Task brief: Go through the entries below and give the number of lines that have the string "data", and only that.

Extracted material:
PR #5766, opened 2025-10-27
Updates to transcriptomics upload

### LINKED ISSUE #5407: Updates to NIRS data uploader
Notes from Mckena:
- For the specific spreadsheet the following should be included based on our [data model](https://docs.google.com/spreadsheets/d/1WCTO0k79HyBQS5obOA6e4CasNNHedhDafNA5Z494VgQ/edit?gid=1024253684#gid=1024253684):
  **Required**
          - Sample ID: sample name is present already ✔️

Output of the exercise: 2